Notes from refactoring my first vibecoded project in 2026

30 June 2023

In January this year I really found my way back to the bleeding edge of Agentic Engineering. My vehicle for that was building my first macOS app: markjason, a new editor for just markdown and json files.

The experience was amazing. I had tons of fun and created a new product that I use almost daily, and that has over 50 downloads in two weeks. In fact, I'm writing this in markjason. And secretly, one of the reasons I'm writing this here instead of on Substack is so I have an excuse to write in markjason. It's just so nice.

One thing that was clear to me through building the app was that it is hard to test apps. After changing the code, the app has to be build. Then it needs to be run, and it is not so easy for AI to test the UI of a native app. Not as easy as it is now with web apps. So I came out of that project excited to try my newly sharpened skills on some web development.

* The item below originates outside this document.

PR #489, opened 2025-03-12
fix: use non-breaking space for padding

aymanbagabas:
Padding should use a non-breaking space so that the padding is preserved when the string is being copied and pasted, and wrapped to the next line.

Luckily, I have a significant size web project in production: Magicdoor.ai. I already knew Opus 4.5 was good at web dev, because when it first came out it crushed two refactoring tasks that every other model until then had failed at. Now over the past weekend, I've unleashed my new setup with Opus 4.6 and Codex 5.3 on this product, and the results actually blow my mind.

React state management appears solved

In building Magicdoor.ai there have been a couple of state management sticking points that cost me days upon days of prompting, often ending with me finally learning how the code works, figuring out the solution myself and then hand-holding AI through the implementation. - New item button: Who knew this would be a difficult thing to do? A button to start a new chat. It turned out that reliably clearing state under all conditions was something AI just really struggled to figure out. I just refactored this button, and now it works better than ever. Faster too. - Lazy-loading chat history: Endless prompts have been spent at this. The screen would jerk around up and down as the system bounced off the scroll boundary and spastically loaded more items. Or it would not work at all... This time, with Codex, there was one initial failure after which it suggested the familiar shortcut of an explicit load more button. But after my blunt reply "why has literally every other chat interface figured out how to do this perfectly except us?" it went to work and nailed it. It now works just as good as on ChatGPT. - Loading states: In the past, often times when working on tool calls or generally on chat, AI would somehow break loading states. They were a bit janky and unreliable to begin with. In the end I spent a few hours designing a better architecture to track chat state, and it's been fine since, but I was afraid to touch it. Now, Codex cranked out a complete refactor of the animations, and extraction of the chat state machine in 15 minutes, and it worked perfectly in one shot.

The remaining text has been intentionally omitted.